> **INPUT DATA**
◆ ◆ ◆ ◆

PR #450, opened 2017-08-10
Use NVidia hardware accelerated VP8 encoder

drothlis:
For encoding the test-run video, if NVidia hardware encoder is present.

TODO:

- [ ] Make it configurable.

### DIFF
--- a/_stbt/core.py
+++ b/_stbt/core.py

◆ ◆ ◆ ◆

> **INSTRUCTIONS TO FOLLOW**
Exactly reproduce every line of the records.

> **RESULT**
PR #450, opened 2017-08-10
Use NVidia hardware accelerated VP8 encoder

drothlis:
For encoding the test-run video, if NVidia hardware encoder is present.

TODO:

- [ ] Make it configurable.

### DIFF
--- a/_stbt/core.py
+++ b/_stbt/core.py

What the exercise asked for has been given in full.